Peter Krempa [Thu, 14 Aug 2014 12:20:37 +0000 (14:20 +0200)]
conf: cpupin: Remove useless checking of vcpupin element count
The check doesn't make much sense as right below it the entries are
either checked for duplicity or ignored in some cases. Having this check
doesn't actually forbid passing invalid values.
Erik Skultety [Fri, 15 Aug 2014 11:50:59 +0000 (13:50 +0200)]
qemu: Redundant listen address entry in quest xml
When editing guest's XML (on QEMU), it was possible to add multiple
listen elements into graphics parent element. However QEMU does not
support listening on multiple addresses. Configuration is tested for
multiple 'listen address' and if positive, an error is raised.
Michal Privoznik [Fri, 15 Aug 2014 10:26:09 +0000 (12:26 +0200)]
daemon: Fix driver registration ordering
There are some stateless drivers which implement subdrivers
(typically vbox and its own network and storage subdrivers). However,
as of ba5f3c7c8ecc10 the vbox driver lives in the daemon, not the
client library. This means, in order for vbox (or any stateless domain
driver) to use its subdrivers, it must register before the general
drivers. Later, when the virConnectOpen function goes through the
subdrivers, stateless drivers are searched first. If the connection
request is aiming at stateless driver, it will be opened. Otherwise
the generic subdriver is opened.
The other change done in this commit is moving interface module load a
bit earlier to match the ordering in case libvirt is built without
driver modules.
Reported-by: Taowei Luo <uaedante@gmail.com> Signed-off-by: Michal Privoznik <mprivozn@redhat.com>
Taowei [Mon, 11 Aug 2014 10:07:07 +0000 (18:07 +0800)]
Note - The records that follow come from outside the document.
PR #2060, opened 2026-09-02
Align V2 API parity gaps with PyMilvus 2.6

yhmo:
- decode cost from status.extra_info for insert/upsert/delete
- send num_partitions/properties on fast-path createCollection
- reject null index fieldName and empty index_params with checked errors
- support guaranteeTimestamp override for query/hybridSearch
- surface describeCollection aliases/consistencyLevelName/enableNamespace/ schemaVersion/updateTimestamp and field/function id metadata
- enforce createCollection numeric bounds; guard alterIndexProperties null properties; set delete consistency level

### DIFF
--- a/sdk-core/src/main/java/io/milvus/v2/service/collection/CollectionService.java
+++ b/sdk-core/src/main/java/io/milvus/v2/service/collection/CollectionService.java
@@ -93,6 +93,14 @@ public class CollectionService extends BaseService {
                 .setShardsNum(request.getNumShards())
                 .setConsistencyLevelValue(request.getConsistencyLevel().getCode());
 
+        List<KeyValuePair> propertiesList = ParamUtils.AssembleKvPair(request.getProperties());
+        if (CollectionUtils.isNotEmpty(propertiesList)) {
+            propertiesList.forEach(builder::addProperties);
+        }
+        if (request.getNumPartitions() != null) {
+            builder.setNumPartitions(request.getNumPartitions());
+        }
+
         if (StringUtils.isNotEmpty(dbName)) {
             builder.setDbName(dbName);
         }
--- a/sdk-core/src/main/java/io/milvus/v2/service/index/IndexService.java
+++ b/sdk-core/src/main/java/io/milvus/v2/service/index/IndexService.java
@@ -40,10 +40,17 @@ import java.util.stream.Collectors;
 public class IndexService extends BaseService {
 
     public Void createIndex(MilvusServiceGrpc.MilvusServiceBlockingStub blockingStub, CreateIndexReq request) {
+        if (CollectionUtils.isEmpty(request.getIndexParams())) {
+            throw new MilvusClientException(ErrorCode.INVALID_PARAMS, "IndexParams is empty, no index can be created");
+        }
+
         String dbName = request.getDatabaseName();
         String collectionName = request.getCollectionName();
         for (IndexParam indexParam : request.getIndexParams()) {
             String fieldName = indexParam.getFieldName();
+            if (StringUtils.isEmpty(fieldName)) {
+                throw new MilvusClientException(ErrorCode.INVALID_PARAMS, "Field name cannot be null or empty");
+            }
             String indexName = indexParam.getIndexName();
             String title = String.format("Create index for field: '%s' in collection: '%s' in database: '%s'",
                     fieldName, collectionName, dbName);
@@ -71,9 +78,16 @@ public class IndexService extends BaseService {
             Map<String, Object> extraParams = indexParam.getExtraParams();
             if (extraParams != null && !extraParams.isEmpty()) {
                 for (String key : extraParams.keySet()) {
+                    Object value = extraParams.get(key);
+                    // the dimension must be an integer, keep consistent with PyMilvus create_index_request
+                    // which requires isinstance(dim, int); floats and numeric strings are rejected
+                    if (Constant.VECTOR_DIM.equals(key) && !isLegalDimensionValue(value)) {
+                        throw new MilvusClientException(ErrorCode.INVALID_PARAMS,
+                                "Dimension must be an integer, got: " + value);
+                    }
                     builder.addExtraParams(KeyValuePair.newBuilder()
                             .setKey(key)
-                            .setValue(extraParams.get(key).toString())
+                            .setValue(String.valueOf(value))
                             .build());
                 }
             }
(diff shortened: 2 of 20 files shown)


sdk-core/src/main/java/io/milvus/v2/service/vector/VectorService.java
```diff
@@ -477,6 +479,15 @@ private void fillSearchRespFromExtraInfo(SearchResp.SearchRespBuilder respBuilde
...
     }
 
+    // decode the report value from the status.extra_info, returns null when it is absent
+    private Long getCost(io.milvus.grpc.Status status) {
+        java.util.Map<String, String> extraInfo = status.getExtraInfoMap();
+        if (extraInfo != null && extraInfo.containsKey("report_value")) {
+            return Long.parseLong(extraInfo.get("report_value"));
+        }
+        return null;
+    }
```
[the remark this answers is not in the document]
yhmo: The issue is confirmed fixed. Resolving this conversation.

sdk-core/src/test/java/io/milvus/v2/service/vector/VectorTest.java
```diff
@@ -550,6 +551,120 @@ void testHybridSearchAsync() throws Exception {
...
+        DeleteReq request = DeleteReq.builder()
+                .collectionName("test")
+                .filter("id > 0")
+                .consistencyLevel(ConsistencyLevel.STRONG)
+                .build();
+        client_v2.delete(request);
+
+        ArgumentCaptor<DeleteRequest> captor = ArgumentCaptor.forClass(DeleteRequest.class);
+        verify(blockingStub).delete(captor.capture());
+        Assertions.assertEquals(0, captor.getValue().getConsistencyLevelValue());
```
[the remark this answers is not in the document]
yhmo: The issue is confirmed fixed. Resolving this conversation.

sdk-core/src/main/java/io/milvus/v2/utils/VectorUtils.java
```diff
@@ -70,7 +70,9 @@ public QueryRequest ConvertToGrpcQueryRequest(QueryReq request) {
         }
         String dbName = request.getDatabaseName();
         String collectionName = request.getCollectionName();
-        long guaranteeTimestamp = getGuaranteeTimestamp(request.getConsistencyLevel(), dbName, collectionName);
+        long guaranteeTimestamp = request.getGuaranteeTimestamp() > 0
```
yhmo: sdk-core/src/main/java/io/milvus/v2/utils/VectorUtils.java line:73
Medium ---- The guaranteeTimestamp override is silently dropped by the 2.6 server when consistencyLevel is left null. If the caller sets guaranteeTimestamp>0 but keeps the default consistencyLevel=null, this line sends guarantee_timestamp=<override>, yet the code below still calls builder.setUseDefaultConsistency(true) (VectorUtils.java:95). On the server (internal/proxy/task_query.go, 2.6), use_default_consistency=true makes the proxy recompute guaranteeTs from the collection's own consistency level via parseGuaranteeTsFromConsistency, so for the common Bounded/Strong/Eventually collections the client's explicit timestamp is discarded (it only survives for Session/Customized collections). The new tests only assert the wire value (getGuaranteeTimestamp()==12345) so they do not catch this. Consider setting useDefaultConsistency=false when an explicit guaranteeTimestamp is provided (or requiring/deriving consistencyLevel), and note the same pattern exists at line 676 for hybridSearch.

yhmo: The issue is confirmed fixed. Resolving this conversation.

sdk-core/src/main/java/io/milvus/v2/service/collection/CollectionService.java
```diff
@@ -93,6 +93,14 @@ public Void createCollection(MilvusServiceGrpc.MilvusServiceBlockingStub blockin
                 .setShardsNum(request.getNumShards())
                 .setConsistencyLevelValue(request.getConsistencyLevel().getCode());
 
+        List<KeyValuePair> propertiesList = ParamUtils.AssembleKvPair(request.getProperties());
+        if (CollectionUtils.isNotEmpty(propertiesList)) {
+            propertiesList.forEach(builder::addProperties);
+        }
+        if (request.getNumPartitions() != null) {
+            builder.setNumPartitions(request.getNumPartitions());
```
yhmo, line 101: sdk-core/src/main/java/io/milvus/v2/service/collection/CollectionService.java line:101
Medium ---- Fast-path createCollection now forwards numPartitions, but this path only builds a schema with a vector field and the primary-key field, so it never declares a partition-key field. The 2.6 proxy rejects any CreateCollectionRequest with num_partitions != 0 when no partition key field exists ("num_partitions should only be specified with partition key field enabled", internal/proxy/task.go:314-317). Callers who previously set numPartitions on the fast path had it silently ignored and the collection created; after this change the same request fails server-side, and the new unit test only asserts the mock wire value so it cannot catch that. Consider sending numPartitions only when a partition-key field is present (the schema path already supports it), or dropping it from the fast path.

sdk-core/src/main/java/io/milvus/v2/service/index/IndexService.java
```diff
@@ -71,9 +78,15 @@ public Void createIndex(MilvusServiceGrpc.MilvusServiceBlockingStub blockingStub
             Map<String, Object> extraParams = indexParam.getExtraParams();
             if (extraParams != null && !extraParams.isEmpty()) {
                 for (String key : extraParams.keySet()) {
+                    Object value = extraParams.get(key);
+                    // the dimension must be an integer, keep consistent with other SDKs
+                    if (Constant.VECTOR_DIM.equals(key) && !(value instanceof Integer) && !(value instanceof Long)) {
```
yhmo: sdk-core/src/main/java/io/milvus/v2/service/index/IndexService.java line:83
Low ---- The new dim type check only accepts Integer/Long, which is stricter than the stated parity target: PyMilvus is_legal_dimension() does int(dim) and accepts numeric strings and float values (e.g. "128" or 128.0), which commonly arrive as Double from Gson/JSON parsing. Such callers previously had the value serialized via toString() and sent to the server; they now get a hard INVALID_PARAMS error. Consider accepting any Number that parses to an integer, or numeric strings, to avoid a silent compatibility break.

sdk-core/src/main/java/io/milvus/v2/service/collection/CollectionService.java
yhmo: The issue is confirmed fixed. Resolving this conversation.

sdk-core/src/main/java/io/milvus/v2/service/index/IndexService.java
yhmo: The issue is confirmed fixed. Resolving this conversation.

PR #1338, opened 2024-07-13
Add Seeed images

rcarteraz:
Adds an image for both Seeed Dev Kits


tekstrand (commented):
Why three image files but only two used in the docs?

tekstrand (approved):
👍

PR #1345, opened 2024-07-18
Update installation.mdx

SimmerV:
Added pipx as an alternative to pip3


pdxlocations:
I'm not familiar with pipx.  @ianmcorvidae any insight into this?

ianmcorvidae:
`pipx` is great, and I'd definitely like it to be in the docs for this. Really, it's better in many ways than using normal `pip`, but as a starting point, at least mentioning it as a solution to the `externally-managed-environment` error will let people know about how to fix that (it's common, for example, on raspberry pi installs).

To provide a little context, `pipx` basically works by automatically creating virtual environments for any given thing you install with it, so as to not need to touch system python libraries & keep everything nicely separated. It's pretty much a way of using a venv without having to actually manage a venv yourself (which isn't _too_ hard, but is more of a developer thing, where pipx is more of a user thing).

pdxlocations (approved):

PR #1352, opened 2024-08-01
Update iOS offline map instructions

elliott-liu:
There seems to be a lot of confusion ([1](https://meshtastic.discourse.group/t/offline-maps-on-meshtastic/137/37), [2](https://meshtastic.discourse.group/t/offline-map-data/10504/4), [3](https://www.reddit.com/r/meshtastic/comments/17h2e58/ios_app_how_to_force_the_app_to_download_and_only/)) based on the previous instructions for offline maps.

I've gone ahead and updated the instructions with working instructions of the current implementation, and moved the previous instructions under "Legacy Mesh Map".

I'm not 100% sure it was app version 2.2.10 that added the toggle  but going through the commit history this is the earliest known mention of the term.

### DIFF
--- a/docs/software/apple/usage.mdx
+++ b/docs/software/apple/usage.mdx
@@ -7,7 +7,15 @@ sidebar_position: 2
 
 ## Offline Maps
 
-The Meshtastic app for iOS, iPadOS and macOS supports the sharing of a .mbtiles file with the app for offline map support.
+### Apple Maps
+
+By default, the Meshtastic app for iOS supports the use of native offline Apple Maps.
+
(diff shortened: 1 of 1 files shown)


garthvh (commented):
Mbtiles support is gone, the offline tiles will remain until iOS 18 is released

elliott-liu:
As far as I can tell the default settings of the iOS app is not using .mbtiles. To use .mbtiles you need to toggle on "Legacy Mesh Map" in Settings.

I've moved the original .mbtile instructions under a heading "Legacy Mesh Map" to make things clearer, and added instructions for the default setting (using offline Apple Maps).

I was hoping this would clear up a some confusion, or at least make things a bit more clearer.

elliott-liu:
Once iOS 18 is released .mbtiles the "Legacy Mesh Map" in the documentation can be removed or adjusted as needed.

garthvh (commented):
Not iOS 18 dependent, was removed yesterday

PR #1369, opened 2024-08-13
Fix Blog Description

rcarteraz:
Moves it to the correct spot


tekstrand (changes requested):
Should remove these attributes from the navbar -> items as well instead of just adding here

tekstrand (approved):
looks good!

PR #1379, opened 2024-08-18
docs: update tips on creating default secondary channels

nickpascucci:
The tips on creating a secondary channel which is compatible with the default primary channel said that the default channel name was "LongFast", when in fact it's the empty string.

I discovered this because after I had followed these instructions I wasn't able to talk to default nodes. I scanned one of the example config QR codes [here](https://github.com/meshtastic/meshtastic/tree/master/static/img/configuration/qr-private-primary-example/) and dumped the config with `meshtastic --info`, and saw that the mismatch was due to the channel name.


garthvh:
This is not accurate, you can't use empty string as the name for a secondary channel using the default key

ianmcorvidae:
The completely default name is blank, but in firmware that's changed to a name based on the modem preset, and not all clients support literally entering a blank name (particularly on a secondary channel). `LongFast` is the correct name to have in the documentation here. If you were unable to talk to nodes on default settings, something else is wrong, most likely the frequency slot, or an incorrectly capitalized or otherwise altered name.

PR #1392, opened 2024-08-23
Add gitpod as a compiling option

Nestpebble:
Gitpod is a clean way to compile the firmware for casuals like me, without installing anything locally.


Nestpebble:
Some really good comments - I'll update the instructions if/when https://github.com/meshtastic/firmware/pull/4551 is reviewed/accepted.

PR #1402, opened 2024-08-28
Add warning about neighbor info shared positions

Forge36:


ianmcorvidae:
NeighborInfo packets don't contain or send any positions -- see https://buf.build/meshtastic/protobufs/docs/main:meshtastic#meshtastic.Neighbor and the following entry (NeighborInfo) for what's actually being sent. I'm not sure what you're seeing but it's not this, I don't think.

GUVWAF:
This is incorrect, there is no position data in the NeighborInfo.

PR #1408, opened 2024-08-31
Improve the timezone documentation

ketan:
The current document is confusing if one should enter the TZ name or the "code" corresponding to the zone.


todd-herbert:
Just something else I stumbled across: I'm not sure if all platforms support daylight saving. I have a vague memory of NRF52 ignoring DST changes. I don't think it was a Meshtastic firmware issue though; something deeper about the platform.

PR #1417, opened 2024-09-03
Modify css to reduce spacing

pdxlocations:
This PR modifies the CSS to reduces spacing between lines, after images, and in lists.
[preview link](https://sandbox-git-reduce-text-and-image-spacing-pdxlocs-projects.vercel.app/docs/configuration/tips/)


src/css/custom.css
```diff
@@ -271,4 +273,11 @@ blockquote p::after,
 .markdown blockquote p::after {
   content: none !important;
   display: none !important;
+}
+
+p{
+  line-height: 1.5;
+}
```
tekstrand, line 280: 1.6 should probably be the minimum here
```suggestion
p {
  line-height: 1.6;
}
```

src/css/custom.css
```diff
@@ -271,4 +273,11 @@ blockquote p::after,
...
+.markdown img {
+  margin-bottom: 0; /* Adjust this value as needed */
```
tekstrand, line 282: This will be half of the current value, 0 was a bit too close in my opinion.
```suggestion
  margin-bottom: 1rem;
```

src/css/custom.css
```diff
@@ -14,6 +14,7 @@
   --ifm-list-item-margin: 0;
   --ifm-code-font-size: 95%;
   --ifm-z-index-fixed: 1;
+  --ifm-leading: .8rem;
```
tekstrand, line 17: Just curious how you landed on this number. Wondering if it's worth just keeping it as 1rem so it lines up with the other standard spacing? Either way is fine, they both work. I am more curious than anything else

pdxlocations (commented):
I'm confused by the image margin css

tekstrand (approved):
Didn't mess around with the img margin but in my opinion it's not a big deal.

PR #1418, opened 2024-09-03
Rework erasing and recoverig bootloaders

caveman99:


caveman99:
n.b. the links for the generic bootloaders will only work when https://github.com/meshtastic/firmware/pull/4612 is merged

thebentern (approved):

PR #1419, opened 2024-09-04
Update FrequencyCalculator.tsx

WOD-MN:
adding nepal as a new region


WOD-MN:
add nepal as new region

WOD-MN:
add nepal as new region

caveman99:
You can't add a region to the calculator that is not in the actual firmware, sorry.

WOD-MN:
how to add the region in the firmware? wanna add the Nepal as a new regin with 86-868 mhz and 100% duty cycle with 30dBm ! it's free frequency band for IoT in Nepal

PR #1436, opened 2024-09-08
fix: update the factory erase documentation

nhecker:
This PR updates documentation which was not completely correct. Alternatively, the referenced `uf2` files should be made available in the Stable zip, but that's beyond the scope of this PR which is intended to correct the documentation only.

### DIFF
--- a/docs/getting-started/flashing-firmware/nrf52/nrf52-erase.mdx
+++ b/docs/getting-started/flashing-firmware/nrf52/nrf52-erase.mdx
@@ -20,7 +20,7 @@ Alternatively, follow the instructions below.
 
 To reset the flash storage on your nRF52 board:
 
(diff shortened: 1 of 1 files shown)


caveman99:
This was changed a few days ago to reflect the new versions of the tools. The new tools will be available in all new firmware builds from now on. No need to change the wording here and change it back next week.

nhecker:
As of today, only `Meshtastic_nRF52_factory_erase_v2.uf2` is available in the Stable build's zip. I had to go digging in the Alpha build's zip for the `Meshtastic_nRF52_factory_erase_v3_S140_6.1.0.uf2` and `Meshtastic_nRF52_factory_erase_v3_S140_7.3.0.uf2` which are referenced by the documentation. Sounds like those will be included in the Stable build soon, though.

PR #2674, opened 2026-09-11
Docs/base url

NomDeTom:
## What did you change

Raw HTML in MDX keeps its paths exactly as written. Docusaurus rewrites Markdown image and link paths against `baseUrl`, but it never looks inside an `` tag, so fifty-one references across twenty-one files point at paths like `/img/hardware/screen.webp` and resolve against the server root.

- **20 pages** in `docs/` and `blog/`: raw `src`, `srcset` and `poster` attributes now go through `useBaseUrl`, matching what `docs/about/contributing.mdx` already does.
- **`src/theme/NotFound/Content/index.js`**: the chirpy image on the 404 page, the only instance outside the content directories.
- **`docusaurus.config.js`**: `baseUrl` is hoisted to a const so the footer copyright, which is a raw HTML string, can interpolate it for its Legal link. The const reads `DOCS_BASE_URL`, so a build can be served under a path without editing the config.
- **`scripts/sync-apple-docs.js`**: the generator was itself emitting raw absolute paths, so the five Apple pages are fixed at the source rather than by hand. It now wraps `src`, `srcset` and `poster` in `useBaseUrl` and adds the import, leaving Markdown syntax and fenced code samples alone. Those pages pick the change up on the next sync.

## Why did you change it

Nothing is broken on meshtastic.org, because `baseUrl` is `/` there and these paths happen to be correct. They stop being correct the moment the site is served from anywhere else: a preview under a path, a reverse proxy mounting the docs below `/docs`, a GitHub Pages project site, or an offline export. The site currently only works at a domain root, and nothing in the code says so.

The generator is the part worth a second look. Its Markdown branch was already fine, since `alt` gets `baseUrl` applied, but its `` branch wrote absolute paths, and its skip rule (`(?!\/img\/)`) meant references that were already absolute were passed over rather than corrected. Every weekly sync therefore reintroduced the pattern, and a hand fix to those pages would have lasted until Sunday.

## Anything to note

- **No rendered change at the current `baseUrl` of `/`.** `useBaseUrl("/img/x")` returns `/img/x` when `baseUrl` is `/`, so today's output is unchanged. The Vercel preview is the check for that.
- `useBaseUrl` will not double-prefix: it early-returns when the URL already starts with `baseUrl`, and leaves anchors and external URLs alone. That is what makes the sweep safe to apply mechanically.
- The `.md` files under `docs/software/apple/` take an `import` because `markdown.format` is unset, so Docusaurus 3 parses `.md` as MDX. They are treated the same as the `.mdx` files.
- Two pre-existing MDX lint complaints in `docs/community/enclosures/techo.mdx` (an HTML `<!-- -->` comment) are untouched and present on `master`. `pnpm run lint:mdx` passes.
- One raw `<a href="/documents/blog/Opposition_Letter.pdf">` in a 2024 blog post is included in the same sweep.
- Separately from this PR: the 404 image lives in the `static/design` submodule, so a clone that has not run `git submodule update --init` renders it broken no matter what `baseUrl` says.

## Summary by CodeRabbit

- **Bug Fixes**
  - Improved image, video, audio, document, and footer link resolution when the documentation site is hosted under a subpath.
  - Updated blog posts, documentation pages, and the 404 page to display assets correctly across different deployment URLs.

- **Improvements**
  - Added configurable site base URL support through the deployment environment.
  - Updated Apple documentation synchronization to automatically handle asset paths and required imports.

### DIFF
--- a/docs/hardware/devices/community-supported/lilygo/tbeam/buttons.mdx
+++ b/docs/hardware/devices/community-supported/lilygo/tbeam/buttons.mdx
@@ -5,6 +5,8 @@ sidebar_label: Buttons
 sidebar_position: 1
 ---
 
+import useBaseUrl from "@docusaurus/useBaseUrl";
+
 import Tabs from "@theme/Tabs";
 import TabItem from "@theme/TabItem";
 
@@ -29,9 +31,9 @@ values={[
   - **Double press:** Sends an adhoc ping of the device's position to the network.
   - **Triple press:** Disables the device's GPS. Repeat to re-enable. (_This will be indicated on both information screen pages on the device's display as shown below_)
 
-<img src="/img/hardware/GPS-disabled.webp" alt="T-Beam display showing the GPS disabled indicator" width="200" align="center-left" />
+<img src={useBaseUrl("/img/hardware/GPS-disabled.webp")} alt="T-Beam display showing the GPS disabled indicator" width="200" align="center-left" />
 <img
-  src="/img/hardware/GPS-disabled-by-button.webp"
+  src={useBaseUrl("/img/hardware/GPS-disabled-by-button.webp")}
   alt="T-Beam second info screen showing the GPS disabled indicator"
   width="200"
   align="center-right"
--- a/blog/2024/August/meshtastic-opposition-to-nextnav-proposed-changes.mdx.mdx
+++ b/blog/2024/August/meshtastic-opposition-to-nextnav-proposed-changes.mdx.mdx
@@ -9,6 +9,8 @@ hide_table_of_contents: false
 image: "/design/web/social-preview-1200x630.png"
 ---
 
+import useBaseUrl from "@docusaurus/useBaseUrl";
+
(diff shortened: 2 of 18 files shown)


rcarteraz:
This is the dumbest change ever. I hate you.

rcarteraz (approved):

docs/hardware/devices/community-supported/lilygo/tbeam/buttons.mdx
```diff
@@ -29,9 +31,9 @@ values={[
   - **Double press:** Sends an adhoc ping of the device's position to the network.
   - **Triple press:** Disables the device's GPS. Repeat to re-enable. (_This will be indicated on both information screen pages on the device's display as shown below_)
 
-<img src="/img/hardware/GPS-disabled.webp" alt="T-Beam display showing the GPS disabled indicator" width="200" align="center-left" />
+<img src={useBaseUrl("/img/hardware/GPS-disabled.webp")} alt="T-Beam display showing the GPS disabled indicator" width="200" align="center-left" />
```
rcarteraz, line 34: This is going to conflict with my open PR for buttons. But please continue on your crusade Tommy boy!

NomDeTom: no pain, no gain

PR #2678, opened 2026-09-11
Add glossary tooltips to the docs

rcarteraz:
## What

Terms now link and show their definition on hover wherever they appear, so a reader no longer has to leave the page to look one up. Raised after a session where terms were missing from the glossary and the only way to read a definition was to navigate to it.

The glossary page keeps its URL at `/docs/terms/` and is driven by `glossary/glossary.json`, replacing the hand-maintained definition list. Adding a term is now a one-line edit to that file.

## Screenshots

Hovering a term in running prose, on the introduction page:

Introduction page with LoRa underlined in the opening sentence and a tooltip open beneath it giving the definition

Terms are picked up inside tables too, shown here in dark mode on the telemetry page, where ADC was the only unexplained term in the sensor list:

Sensor table in dark mode with ADC underlined in a cell and a tooltip open showing its definition

The glossary page, with live search and letter navigation, inside the normal docs layout:

Glossary of Terms page with the docs sidebar alongside it, a search box, A to W letter navigation and the first term entries

## Terms

81 in total: the 40 from the old page, plus radio and hardware jargon, Meshtastic-specific ones such as MUI, TAK and ATAK, and the IP enclosure ratings. ADC, VOC and NOx come from the review on #2659.

Definitions come from the docs and firmware where those describe a term. Standard electronics abbreviations (USB, UART, I2C, SPI, SWD, NFC, OLED, LED, MOSFET, MCU, ADC) rest on general usage, since the docs never expand them. The IP ratings come from IEC 60529 for the same reason.

Ordinary words and platform names are defined but excluded from auto-linking, so only jargon and acronyms are marked in prose.

## How the page is rendered

`docs/terms/index.mdx` is a normal doc that renders the term list from the plugin's data, rather than letting the plugin register its own route. A plugin route renders outside the docs layout, so opening the glossary dropped the sidebar and the reader's place in the tree — the problem in mcclowes/docusaurus-plugin-glossary#105. As a doc it keeps the sidebar, the version badge and the edit link.

## Trade-off worth reviewing

The eleven terms that previously linked out to their configuration or hardware pages (Channel, CLI, ESP32, Mesh, Module, nRF52, Protobuf, PSK, PKC, Repeater, Router) lose that inline link, because definitions are plain strings. Their prose definitions are unchanged. The plugin's `main` branch has since gained a per-term `documentation.path`, so a future release may allow those links back.

## Plugin patch

Three changes are carried as a pnpm patch in `patches/`:

- Tooltips opened underneath the sticky navbar. Placement measured available space from the viewport top rather than the navbar's bottom edge, and Docusaurus wraps content in ancestors using `isolation: isolate`, so the tooltip's `z-index` could never win.
- Terms matched inside words. The plural handling accepted a match that had already failed the leading word-boundary test, so "enables" rendered as "ena[bles]" linked to BLE.
- `routePath: null` suppresses the plugin's own page. The plugin stays registered so its data reaches the tooltips and the glossary page, but without this the two pages collide at the same path and Docusaurus warns about duplicate routes.

The first two are reported upstream with fixes: mcclowes/docusaurus-plugin-glossary#152 and mcclowes/docusaurus-plugin-glossary#153.

Acronym expansion is disabled. It rewrote authored prose, and its guard against expanding an already expanded acronym only matches the long form exactly, so "as a Protocol Buffer (protobuf)" became "Protocol Buffer (Protocol Buffers (protobuf))".

## Also

- `--host` and `--ble` in two Python CLI pages are now in code formatting, matching the `--noproto` in the same sentences. Bare in prose, the hyphen read as a word boundary and "ble" linked.
- The glossary entry spelled the Nordic family `NRF52`. The design standards list `nRF52840` as canonical, and the docs already favour `nRF52` 71 to 6.
- `remark-deflist` stays, since the frozen 2.7 snapshot still uses that syntax.

## Note for maintainers

Editing `glossary.json` alone does not invalidate the MDX build cache. A local rebuild needs `node_modules/.cache` and `.docusaurus` cleared before new terms appear. CI is unaffected, building from a fresh checkout.

## Testing

`pnpm run lint:mdx` and `pnpm run build` pass, with no duplicate-route warning. Verified in a browser that terms link and show tooltips in prose and inside tables, that the glossary page renders with the docs sidebar and searches, that its anchors match the links terms point at, that tooltips near the top of a page stay clear of the navbar, and that the frozen 2.7 snapshot is unchanged.

## Summary by CodeRabbit

* **New Features**
  * Added an interactive glossary with alphabetical browsing, search, term counts, definitions, and related-term links.
  * Added glossary entries for NOx and VOC.
  * Glossary terms now provide styled tooltips throughout documentation.

* **Documentation**
  * Improved formatting for connection options in Python CLI documentation.
  * Added responsive styling and dark-theme support for glossary pages.

* **Bug Fixes**
  * Improved glossary tooltip positioning when a sticky header is present.
  * Improved matching of glossary terms and plural forms.


NomDeTom (approved):
I love it

PR #2684, opened 2026-09-11
fix: honour baseUrl in raw HTML asset references

NomDeTom:
useBaseUrl() fixes for raw HTML img/source tags, plus the sync-apple-docs.js generator.


NomDeTom:
Closing — superseded by #2674/#2675, which already fix this via the base-url-assets remark plugin. Rebasing this branch would reintroduce the old manual-useBaseUrl approach on top of that.

PR #2688, opened 2026-09-12
Add raster favicon fallbacks and a web manifest

NomDeTom:
## Why

Since #2204 the site's only icon is `<link rel=icon href=img/logo.svg>`. That is fine in Chrome, Edge and Firefox, but:

- **Safari** does not render SVG favicons — the tab shows a blank icon.
- **iOS "Add to Home Screen"** has no `apple-touch-icon`, so it uses a screenshot of the page.
- **Android "Add to Home Screen"** has no manifest, so the site is not installable and the shortcut gets a low-resolution icon.

Before #2204 the favicon was `design/web/favicon.ico`, which covered the Safari case; the home-screen cases were never wired up.

## What

- `headTags` in `docusaurus.config.js` linking the existing icon set from the `static/design` submodule (`design/web/`, unchanged since 2021): 16 px and 32 px PNG icons, `apple-touch-icon` (180 px), Safari `mask-icon`, a manifest link and `theme-color`. `favicon: "img/logo.svg"` stays as the primary; browsers that support it prefer the SVG.
- `static/site.webmanifest`, the docs site's own. The design repo's `web/site.webmanifest` points at `/android-chrome-*.png`, which does not exist under this site; this one points at `/design/web/…` and names the docs site.

All hrefs use the config's `baseUrl` const, so they resolve correctly when the site is built under a prefix.

## Not done

- Not switched to `@docusaurus/plugin-pwa`. It would inject the same tags via `pwaHead` but also registers a service worker, which is a behaviour change worth its own discussion. Moving these entries into `pwaHead` later is mechanical.
- Draft because I have not run a full `docusaurus build` with this change yet.


rcarteraz:
> * **Safari** does not render SVG favicons — the tab shows a blank icon.

Are you referring to Safari on iOS? Because it definitely displays on macOS. 
Screenshot 2026-09-13 at 5 31 18 PM

Actually, no, just checked and that works on iOS too. 

image

NomDeTom:
> Are you referring to Safari on iOS? Because it definitely displays on macOS. 

You must be using the latest hotness. 

https://caniuse.com/link-icon-svg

vbox: Rewrite vboxNode functions
Four functions are rewrite in this patch, that is:
vboxNodeGetInfo
vboxNodeGetCellsFreeMemory
vboxNodeGetFreeMemory
vboxNodeGetFreePages
Since these functions has nothing to do with vbox,
it can be directly moved to vbox_common.c. So, I
merged these things into one patch.
Taowei [Mon, 11 Aug 2014 10:06:53 +0000 (18:06 +0800)]
vbox: Rewrite vboxDomainSnapshotCreateXML
The vboxDomainSnapshotCreateXML integrated the snapshot redefine
with this patch:
http://www.redhat.com/archives/libvir-list/2014-May/msg00589.html
This patch introduced vboxSnapshotRedefine in vboxUniformedAPI to
enable the features.
This patch replace all version specified APIs to the uniformed api,
then, moving the whole implementation to vbox_common.c. As there
is only API level changes, the behavior of the function doesn't
change.
Some old version's defects has brought to the new one. The already
known things are:
*goto cleanup in a loop without releasing the pointers in the
loop.
*When function failed after machine unregister, no roll back
to recovery it and the virtual machine would disappear.